Before being shown the basic principles or using the white cane, I kind of feared it, felt that if I used it, then it would define me, but I’m finding the reality very different to this.  The word Enable keeps popping into my head.  White Cane and Enable become the same. Why so?

Enable, Easily Navigate Around. Blind Living Enabled.

Powerful, right?  I love it, enable, enable, enable

What does the white cane do?

The white cane is a very simple, very tactile tool that enables you to feel, to “see” whats around you.  It also allows other people to see you, to notice you and to be aware that you have visual problems. As such, in general these people are often more accepting and understanding that you may need occasional assistance and a little room to manoeuvre.

The feedback the cane gives me from my environment around me is amazing.  I can feel the different textures of the ground beneath me, so for example, the grass feels different to the pavement.  I know when there is a change in the unevenness of the ground beneath me, a raised flag, a kerb or a step up.  When an obstacle is approaching ahead or to the side of me,I know about it before walking into it, therefore enabling me to navigate around it much easier than without it.

The long white cane, or Guide cane should be the right length for you.  It should be from floor to your sternum when held upright.  So, for me, I am am 5′ 11″ and my white cane is 130cm in length from tip to top of handle.  This way, when held in front of you, it gives you two paces ahead of where you feet are. Therefore, the cane will detect a change, an obstacle two paces before your feet actually get to the same place .  In. real terms this means that the white cane will find the kerb two steps ahead of my feet, allowing me to navigate the kerb instead of tripping down or up it.  It will find an obstacle allowing me to walk around it as opposed to walking into it.

The white cane allows me to look ahead instead of at my feet all of the time.  It allows me to see what’s around me, to walk with more confidence.  Without the cane, I tend to walk, with my head down, watching where my feet are going.  If I don’t, then I trip down kerbs or over uneven surfaces.  However, when looking at my feet all of the time when I walk, I often walk into objects in front or to the side of me.  The white cane is an amazing bit of kit.

How do you use the white cane?

The most important thing is to be relaxed with it.  Not to be stiff with it.  Hold it in front of you, diagonally, and to the centre of your body, rather than to the side.
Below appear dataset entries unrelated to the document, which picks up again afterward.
PR #974, opened 2026-01-13
auto-replace buffers

### LINKED ISSUE #869: Create a new buffer if necessary when setting an existing Graphic
We can implement this pretty easily, would make things easier for users, tradeoff is that users are less aware that setting data this way is slower than setting data that fits in an existing buffer. We can just document it well.

```python
image = fig[0, 0].add_image(np.random.rand(10, 10))

# allow this, internally delete the existing buffer 
# and world object and create a new one
image.data = np.random.rand(20, 20)
```

Might not have to create a new world object, might be possible to just replace the geometry I think.

kushalkolar:
closes #869

Replace buffers when the user sets all the data with a new array that has a different number of positions (vertices) pr a different set of dimensions (images) than the existing buffer. Example, user sets all line or scatter data, `line.data = <bigger or smaller array>`.

Implemented in all `BufferManager` subclasses, and the image `TextureArrays`

- [x] `VertexPositions`
- [x] `VertexColors`
- [x] `VertexRotations`
- [x] `VertexPointSizes`
- [x] `VertexMarkers`
- [x] `MeshIndices`, gets it automatically from parent class `VertexPositions`
- [x] images and volumes - create an entirely new `TextureArray` if setting all the data with a new image that has different dims
- [x] removes `isolated_buffer`, OOC rendering is the better way to handle very large data
- [x] add `color_mode` property for positions graphics, will do `marker_mode`, `size_mode`, `edge_color_mode` in a future PR for scatters.
- [x] test deferencing
- [x] test garbage collection

Slicing and setting data, i.e. `graphic.data[<slice>] = <array>` is unchanged. New buffers are created only when the entire data is set with new data that needs a bigger or smaller buffer.

### DIFF
--- a/fastplotlib/graphics/__init__.py
+++ b/fastplotlib/graphics/__init__.py
@@ -7,7 +7,7 @@ from ._vectors import VectorsGraphic
 from .mesh import MeshGraphic, SurfaceGraphic, PolygonGraphic
 from .text import TextGraphic
 from .line_collection import LineCollection, LineStack
-
+from .scatter_collection import ScatterCollection
 
 __all__ = [
     "Graphic",
@@ -22,4 +22,5 @@ __all__ = [
     "TextGraphic",
     "LineCollection",
     "LineStack",
+    "ScatterCollection",
 ]
--- a/fastplotlib/graphics/scatter.py
+++ b/fastplotlib/graphics/scatter.py
@@ -53,7 +53,7 @@ class ScatterGraphic(PositionsGraphic):
         image: np.ndarray = None,
         point_rotations: float | np.ndarray = 0,
         point_rotation_mode: Literal["uniform", "vertex", "curve"] = "uniform",
-        sizes: float | np.ndarray | Sequence[float] = 1,
+        sizes: float | np.ndarray | Sequence[float] = 5,
         uniform_size: bool = True,
         size_space: str = "screen",
         **kwargs,
--- a/fastplotlib/graphics/scatter_collection.py
+++ b/fastplotlib/graphics/scatter_collection.py
@@ -1,0 +1,517 @@
+from typing import *
+
+import numpy as np
+
+import pygfx
+
+from ..utils import parse_cmap_values
+from ._collection_base import CollectionIndexer, GraphicCollection, CollectionFeature
+from .scatter import ScatterGraphic
+from .selectors import (
+    LinearRegionSelector,
+    LinearSelector,
+    RectangleSelector,
+    PolygonSelector,
+)
+
+
+class _ScatterCollectionProperties:
+    """Mix-in class for ScatterCollection properties"""
+
+    @property
+    def colors(self) -> CollectionFeature:
+        """get or set colors of scatters in the collection"""
+        return CollectionFeature(self.graphics, "colors")
+
+    @colors.setter
+    def colors(self, values: str | np.ndarray | tuple[float] | list[float] | list[str]):
+        if isinstance(values, str):
+            # set colors of all scatter to one str color
+            for g in self:
+                g.colors = values
+            return
+
+        elif all(isinstance(v, str) for v in values):
+            # individual str colors for each scatter
+            if not len(values) == len(self):
+                raise IndexError
+
+            for g, v in zip(self.graphics, values):
+                g.colors = v
+
+            return
+
+        if isinstance(values, np.ndarray):
+            if values.ndim == 2:
+                # assume individual colors for each
+                for g, v in zip(self, values):
+                    g.colors = v
+                return
+
+        elif len(values) == 4:
+            # assume RGBA
+            self.colors[:] = values
+
+        else:
+            # assume individual colors for each
+            for g, v in zip(self, values):
+                g.colors = v
+
+    @property
+    def data(self) -> CollectionFeature:
+        """get or set data of lines in the collection"""
+        return CollectionFeature(self.graphics, "data")
+
+    @data.setter
+    def data(self, values):
+        for g, v in zip(self, values):
+            g.data = v
+
+    @property
+    def cmap(self) -> CollectionFeature:
+        """
+        Get or set a cmap along the scatter collection.
+
+        Optionally set using a tuple ("cmap", <transform>) to set the transform.
+        Example:
+
+        scatter_collection.cmap = ("jet", sine_transform_vals, 0.7)
+
+        """
+        return CollectionFeature(self.graphics, "cmap")
+
+    @cmap.setter
+    def cmap(self, args):
+        if isinstance(args, str):
+            name = args
+            transform = None
+        elif len(args) == 1:
+            name = args[0]
+            transform = None
+        elif len(args) == 2:
+            name, transform = args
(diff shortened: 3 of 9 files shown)


kushalkolar:
OK I got the basics down for lines. One caveat is that now there's no check to make sure that the buffer sizes match for data and colors for example.

Consider this:

```python
lg = subplot.add_line(np.random.rand(100))
lg.data = np.random.rand(200)
```

Now the last 100 line points are just black since they're not defined. A user has to explicitly set the colors of the new vertices that extend beyond the previously defined buffer.

```python
lg.colors = ["w"] * 200
```

Or they can use a uniform color for things like this.

kushalkolar:
ok for images I think easiest way is to create new world objects :thinking: 

EDIT: Yup this will be fine, I was initially worried that we'd have to re-add event handlers if we create a new world object, but I don't think that's necessary since `ImageGraphic` and `ImageVolumeGraphic` use a `pygfx.Group` as the world object, so we can just clear the group and add new image tiles.

EDIT again: Just tested with image click events, if an event handler is added to the graphic then when new tiles are created the graphic is still responsive to those events because it's the `pygfx.Group` that is handling the events and not the individual image tiles.

kushalkolar:
@clewis7 would like to get your review before I do the gc tests

kushalkolar:
I think we should make uniforms the default for all graphics 🤔.

Also good time to start a "performance tips" section of the docs. Replacing the buffer has a huge performance hit so you don't want do it all the time.

kushalkolar:
I found a memory leak, if `old_buffer._wgpu_object.destroy()` is not called then it lingers on in GPU VRAM even if the Binding object no longer exists. 

Posted on pygfx: https://github.com/pygfx/pygfx/issues/1264 

For now I implemented manually destroying the `GPUBuffer` when it's replaced.

kushalkolar:
@clewis7 what do you think about:

For lines, default is:
`uniform_colors = True`

For scatters, default is:
`uniform_colors = False`

I think independent scatter colors is a more common usecase than lines. We can auto-determine it in the future based on the colors and cmap arg but I'll do that in the future.

EDIT: But then the API is inconsistent between lines and scatters :/

clewis7:
> OK I got the basics down for lines. One caveat is that now there's no check to make sure that the buffer sizes match for data and colors for example.
> 
> Consider this:
> 
> ```python
> lg = subplot.add_line(np.random.rand(100))
> lg.data = np.random.rand(200)
> ```
> 
> Now the last 100 line points are just black since they're not defined. A user has to explicitly set the colors of the new vertices that extend beyond the previously defined buffer.
> 
> ```python
> lg.colors = ["w"] * 200
> ```
> 
> Or they can use a uniform color for things like this.

I think this behavior is confusing. Perhaps it is better to just by default take the current color scheme and extend it to the new or fewer points.

clewis7:
> @clewis7 what do you think about:
> 
> For lines, default is: `uniform_colors = True`
> 
> For scatters, default is: `uniform_colors = False`
> 
> I think independent scatter colors is a more common usecase than lines. We can auto-determine it in the future based on the colors and cmap arg but I'll do that in the future.
> 
> EDIT: But then the API is inconsistent between lines and scatters :/

Hmmm, I do agree that scatters are more likley to have individual colors. How much a performance reduction is it if you make the lines also have `uniform_buffer=True` as the default??

kushalkolar:
Maybe we can do an auto mode :thinking: 
And have it change dynamically too when the `colors` feature is modified.

kushalkolar:
Got "auto" color mode working for lines and scatter, and can switch between vertex and uniform modes and the corresponding buffers are auto created and the previous one removed. Need to test that garbage collection works when switching from vertex -> uniform. 

I think I'm going to just implement this for colors for now. Will do scatter-specific markers, edge colors, and sizes later since I think expanding the data buffers isn't going to be too common. And when the user does expand the data buffer, they should also be aware that they should set the scatter point markers and other properties for the new points anyways. I'll work on on tests, testing this properly, make sure garbage collection works and then we merge because I need this for #971 . Dynamic `display_windows` require auto-replaceable buffers.

kushalkolar:
updated backend tests to account for `color_mode` and uniforms being default for everything, tests passing on my end

No clue why black show so many changes on github actions, I just blacked locally :shrug: . Maybe black changed things as usual, we can do that in another PR.

Need to update screenshot examples.

kushalkolar:
Added de-referencing tests and I think stuff works! 

Automated tests for check that GPU VRAM is freed seems hard. Manually checking as I showed here seems like the best way :shrug: https://github.com/pygfx/pygfx/issues/1264#issuecomment-3837748139

I tried using this: https://pypi.org/project/nvidia-ml-py/#description

But during offscreen tests it seems like GPU VRAM isn't being used :shrug: . I say let's figure this out later

I just need to add the following tests and do a few other small things:

- [x] image, test w.r.t. the tile sizes for tests
- [x] image, with examples gallery test
- [x] lines, scatters, and collections with example gallery tests
- [x] animation examples to show you can change buffer sizes but also note that it has performance drawbacks and should only be done when really necessary, or if you can take the performance hit when the buffer is replaced.
- [x] note in the docs about performance drawbacks
- [x] docstring on `color_mode`

kushalkolar:
OK so there's an issue with scatters (even with the "simple" mode that doesn't use `markers` or `edge_colors`) where I get a wgpu bind group error :sob: . The resource has been destroyed, so this manual destroying can cause issues. Will post to pygfx and figure out.

EDIT: ok seems like the dereferencing is clearing GPU VRAM, I guess it does it eventually, not sure what's up with https://github.com/pygfx/pygfx/issues/1264#issuecomment-3837748139 

Line and images seem to work, kept this running for 20 mins and it's still going.

https://github.com/user-attachments/assets/302c16d2-c408-44c6-8440-b551ce65b6ec

https://github.com/user-attachments/assets/8af1fb55-3028-4677-9110-a6ef858a24d9

Also watching `nvidia-smi` to see that there's no VRAM leak, after 20 mins no memory leak, goes up and back down as expected :smile: 

https://github.com/user-attachments/assets/aa80c698-165b-4b93-8ba0-05120bf44214

kushalkolar:
I think I might be able to get rid of the bindgroup issues with scatter by destroying the old buffer after we set the new buffer, instead of right now where it destroys first and then sets the new buffer.

kushalkolar:
ok interesting, without `wgpu_obj.destroy()`, seems like it's working for this example, but not the testing UI I made to check buffer gc :man_shrugging: 

https://github.com/user-attachments/assets/a76d4f69-a5cf-4586-bb33-813957a119d7

kushalkolar:
I think tests should pass now! :smile: 

@clewis7 I'm guessing you won't be able to review today so I will merge this into #971 , let me know if you have any objections XD . You can review it later as part of #971

clewis7:
> I think tests should pass now! 😄
> 
> @clewis7 I'm guessing you won't be able to review today so I will merge this into #971 , let me know if you have any objections XD . You can review it later as part of #971

No objections, can review later :D

PR #976, opened 2026-01-13
docs: note tooltips require `imgui` bundle to work

mokurin000:


kushalkolar:
imgui isn't required for tooltips, only for optional UI elements and this is already documented in the guide: https://fastplotlib.org/user_guide/guide.html#imgui

mokurin000:
> imgui isn't required for tooltips, only for optional UI elements and this is already documented in the guide: https://fastplotlib.org/user_guide/guide.html#imgui

Okay, I saw it documented as

> Fastplotlib comes built-in with imgui UIs for subplot toolbars and a standard right-click menu with a number of options. You can also make custom GUIs and embed them within the canvas, see the examples gallery for detailed examples.

But I still think it worthy to mention custom UI elements require imgui-bundle in the related example documentation

Anyway, since UI elements is not a necessary part of tooltips, closing this

Issue #977, opened 2026-01-14
Feat: register custom font for Dear ImGui


MeowKatee:
## Purpose

I want to include CJK characters in my figure name

<img width="700" height="560" alt="Image" src="https://github.com/user-attachments/assets/c07904f6-b41c-45fc-a648-e4422769d69a" />

The text inside control UI menu was messed up

## Current workaround

I did set font for `pygfx` to enforce it render CJK with a local font file

```python
from pygfx.utils.text import font_manager, FontProps

font = font_manager.add_font_file(
    "fonts/fusion-pixel-12px-proportional-zh_hans.ttf"
)
font_manager._default_font_props = FontProps(
    font.family,
    style="normal",
    weight="regular",
)
```

But looking into the source code, I think I cannot set default font for ImGui similarly, it must be passed to `Figure.__init__`

kushalkolar:
You can see how we loads the imgui fonts, if you have the ttf file _I think_ you can push a different font even after a figure has been created since it's part of the global imgui config: https://github.com/fastplotlib/fastplotlib/blob/359770a4c79d680ea486a2433612f02b8b3b7b85/fastplotlib/layouts/_imgui_figure.py#L69-L98 

@FlynnOConnell is more familiar with imgui and fonts

MeowKatee:
Okay, I will try do so

MeowKatee:
<img width="700" height="560" alt="Image" src="https://github.com/user-attachments/assets/193ba2ea-7f82-43ce-815b-ac7b2bed7c46" />

I tried to:
```python
figure = fpl.Figure(
    size=(700, 560),
    names=[log_name],
)

# fix CJK font for imgui
imgui_io = imgui.get_io()
ifont = imgui_io.fonts.add_font_from_file_ttf(
    font_path,
    12,
    imgui.ImFontConfig(),
)
imgui.push_font(ifont, 0.0)
```

But no luck

MeowKatee:
I also tried to enable merge mode for my font, but it raises:

```text
Traceback (most recent call last):
  File "C:\Users\kavin\Documents\Repos\socks-tls-ping\rtt-draw-fastplotlib.py", line 98, in <module>
    ifont = imgui_io.fonts.add_font_from_file_ttf(
        font_path,
        12,
        ifconf,
    )
RuntimeError: IM_ASSERT( Fonts.Size > 0 && "Cannot use MergeMode for the first font" )   ---   imgui_draw.cpp:3064
```

[...]

PR #978, opened 2026-01-14
feat: support passing custom fonts to imgui

MeowKatee:
close gh-977

image


MeowKatee:
Since this was added after sans serif and fp6 icon, users can only provide fallback fonts for non-existing glyths

I will provide an option for the ordering

mokurin000:
@kianmeng Hi! Could you take a review for this PR?
IMO it would be better to have custom font settings without users manually workaround. For example, the `custom_fonts` argument could work for imgui, and possible future UI backends.

Also, my first try of workaround didn't work, though I didn't dive it deeper, I did the same steps as what was in fastplotlib to push_font.

kianmeng:
@mokurin000 Not project owner, you can always ping @kushalkolar and @clewis7 ?

mokurin000:
> @mokurin000 Not project owner, you can always ping @kushalkolar and @clewis7 ?

Ahh sorry for accident mention, I mistaken identity of him

kushalkolar:
Sorry for the late response, busy with other priorities. I recommend going ahead with the approach [here](https://github.com/fastplotlib/fastplotlib/issues/977#issuecomment-3772591220). In general we recommend doing specialized imgui tasks directly with imgui as much as possible without adding extra things to the fastplotlib API that are imgui-specific.

mokurin000:
> Sorry for the late response, busy with other priorities. I recommend going ahead with the approach [here](https://github.com/fastplotlib/fastplotlib/issues/977#issuecomment-3772591220). In general we recommend doing specialized imgui tasks directly with imgui as much as possible without adding extra things to the fastplotlib API that are imgui-specific.

Okay, I was having concern about the default font change, but imo it's rarely get changed, as there are'nt real difference for font packs, and the PUA area code points have the de facto standard, so it should rarely break.

PR #1086, opened 2026-09-21
generate api docs during sphinx build

kushalkolar:
This runs the `generate_api.py` right before the sphinx docs build so we don't have to remember to do it manually.


kushalkolar:
@clewis7 gtg!

clewis7 (approved):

The handle of the white cane has one side that is flat, so you simply hold it with your index finger along the flat side. ( A bit like you would hold a golf club ).  It’s all in the wrist action.  Gently sweep the cane from side to side in front of you.  Before I was shown how to do this properly, when practicing, my shoulders would be stiff, I would be a little hunched over, concentrate on the tip of the cane instead of my feet and swipe the cane wildly from side to side as far as my arm could reach!  God help anyone at the side or in front of me!
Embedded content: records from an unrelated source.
PR #102, opened 2017-12-07
Blobify namedfiles, i.e. convert NamedFile to NamedBlobFile

deiferni:
Add a script to remove named files and convert them to named blob files. Occasionally we seem to have some `NamedFile` instances left. Those should be a `NamedBlobFile`, so this script will perform the conversion.

Successfully tested on a customers release-test deployment with >100 broken mails.

### DIFF
--- a/opengever/maintenance/scripts/blobify_namedfiles.py
+++ b/opengever/maintenance/scripts/blobify_namedfiles.py
@@ -1,55 +1,74 @@
 """
-Script to remove named files and convert them to blobs. Occasionally we seem
-to have some NamedFile instances lying around. Those should be a NamedBlobFile,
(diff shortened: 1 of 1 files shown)


opengever/maintenance/scripts/blobify_namedfiles.py
```diff
@@ -0,0 +1,55 @@
+"""
+Script to remove named files and convert them to blobs. Occasionally we seem
+to have some NamedFile instances lying around. Those should be a NamedBlobFile,
+so this script will perform the conversion.
+
+    bin/instance run ./scripts/blobify_namedfiles.py.py
```
lukasgraf: `py.py` </nitpick>

PR #104, opened 2018-02-02
Script to set mimetypes for IWorks documents (numbers, pages, keynote).

njohner:
Maintenance script to set the mimetypes for IWorks documents.
This complements https://github.com/4teamwork/opengever.core/pull/3835 where the new mimetypes were introduced.

### DIFF
--- a/opengever/maintenance/scripts/set_iworks_mimetypes.py
+++ b/opengever/maintenance/scripts/set_iworks_mimetypes.py
@@ -1,0 +1,52 @@
+from ftw.upgrade.progresslogger import ProgressLogger
+import mimetypes
+from opengever.maintenance.debughelpers import setup_app
+from opengever.maintenance.debughelpers import setup_option_parser
+from opengever.maintenance.debughelpers import setup_plone
+from os.path import splitext
+from plone import api
+import transaction
+
+
+def set_iworks_mimetype():
+    """Search all MS OneNote documents and fixes the contentType.
+    """
+
+    catalog = api.portal.get_tool('portal_catalog')
+    brains = catalog.unrestrictedSearchResults(
+        portal_type='opengever.document.document')
+    # A getIcon value of 'application.png' indicates that the mimetype
+    # coulnd't be resolved for this document - only consider these
+    brains = filter(lambda b: b.getIcon == 'application.png', brains)
+    for brain in ProgressLogger('Set IWorks mimetypes', brains):
+        obj = brain.getObject()
+        if not obj.file:
+            continue
+        fname = obj.file.filename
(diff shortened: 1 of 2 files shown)


njohner:
Ok done!

opengever/maintenance/scripts/set_iworks_mimetypes.py
```diff
@@ -0,0 +1,50 @@
...
+    """Search all MS OneNote documents and fixes the contentType.
+    """
+
+    catalog = api.portal.get_tool('portal_catalog')
+    brains = catalog.unrestrictedSearchResults(
+        portal_type='opengever.document.document')
+    # A getIcon value of 'application.png' indicates that the mimetype
+    # coulnd't be resolved for this document - only consider these
+    brains = filter(lambda b: b.getIcon == 'application.png', brains)
+    for brain in brains:
```
deiferni: this is potentially long-running, could you use a `ProgressLogger`, see https://github.com/4teamwork/opengever.maintenance/blob/81f586b0eb61a3908bb7a28e6e2375c0ba9affd2/opengever/maintenance/scripts/bumblebee_installation.py#L140 or an example.

opengever/maintenance/scripts/set_iworks_mimetypes.py
```diff
@@ -0,0 +1,50 @@
...
+        obj = brain.getObject()
+        fname = obj.file.filename
```
deiferni: the file may be `None` so we need an `if` for that here.

opengever/maintenance/scripts/set_iworks_mimetypes.py
```diff
@@ -0,0 +1,50 @@
...
+        ext = splitext(fname)[1]
+        if ext in [".numbers", ".pages", ".key"]:
+            obj.file.contentType = mimetypes.guess_type(fname)[0]
+            obj.reindexObject()
```
deiferni: please only reindex the affected indices. reindexing is expensive, especially `SearchableText` as this involves file content.

If there is no index and you're interested in metadata only just pick a cheap index like `id`.

opengever/maintenance/scripts/set_iworks_mimetypes.py
```diff
@@ -0,0 +1,50 @@
...
+            print u'File {} with {} fixed.'.format(obj, obj.file.filename)
```
deiferni: i'd probably omit printing each file separately here and just be happy with what `ProgressLogger` tells us. (Also it would be nicer to use `logging` in such cases, but here i'd just drop it 😉 )

njohner:
Ok done.

PR #113, opened 2018-02-23
 Add script to unindex duplicates from the catalog

deiferni:
We have observed that due to a currently unknown bug certain objects are registered twice in the catalog. This script can be passed a path and then tries to figure out if that object is broken and if so, tries to remove the duplication.

Tries to be extra careful and verbose. Only handles the observed case of exactly one duplicate.

### DIFF
--- a/opengever/maintenance/scripts/unindex_duplicates_by_path.py
+++ b/opengever/maintenance/scripts/unindex_duplicates_by_path.py
@@ -1,0 +1,121 @@
+from opengever.maintenance.debughelpers import setup_app
+from opengever.maintenance.debughelpers import setup_option_parser
+from opengever.maintenance.debughelpers import setup_plone
+from plone import api
+import sys
+import transaction
+
+
+USAGE = """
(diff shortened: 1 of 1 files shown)


opengever/maintenance/scripts/unindex_duplicates_by_path.py
```diff
@@ -0,0 +1,120 @@
...
+    print "Entries in catalog paths: {}".format(pre_paths_length)
+    print "Catalog btree length {}".format(pre_btree_length)
+    print ""
+
+    invalid_rids = [each for each in all_rids if each != correct_rid]
+    if len(invalid_rids) != 1:
+        # we could loop, of course, but currently we have only observed
+        # one invalid entry. so better have a close look again should
+        # we ever have multiple invalid entries.
+        print "Can only handle one incorrect rid, got {}".format(invalid_rids)
```
lukasgraf: This should `sys.exit(1)`, no?

deiferni: Very `True`, fixed.

PR #117, opened 2018-03-23
Add favorites statistics script.

jone:
In order to find out how many users are actually using favorites, this script dumps simple favorites usage statistics. With the -d parameter the statistics can be dumped to a directory as a json file.

The script prints something like:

However, now that I have been shown, you only need to sweep the cane gently from side to side, just a little wider than the width of you.  This way, you then know if there is sufficient room ahead and to the side of you to walk through.

Once you have this natural sweeping motion going on, you can coinfidently walk, with your head looking forward and to glance from side to side as you normally would when walking when you have full vision. The white cane, in effect gives you the “vision” you need to navigate around the environment safely. The “vision” however is replaced by the cane and the feeling, the sensing of the environment.

Navigating steps with a white cane

When I walk up and down my steps at home, I am totally familiar with them.  I know how many there are, how wide they are and how deep they are.  I still, since loosing my sight, occasionally trip or miss one, unless I’m counting them as I walk, or staring down at my feet.

The cane makes navigating ANY steps much easier than without it.  Walking as normal towards the steps, the tip of the cane will naturally find the bottom of the first step two paces before your feet will.  As the tip of the cane touches the step, you walk up to where the cane is touching.  The cane then stands upright against your body.  Your feet, at this point are touching the base of the first step. Place the tip of the cane onto the first step, this then tells you the height of the step.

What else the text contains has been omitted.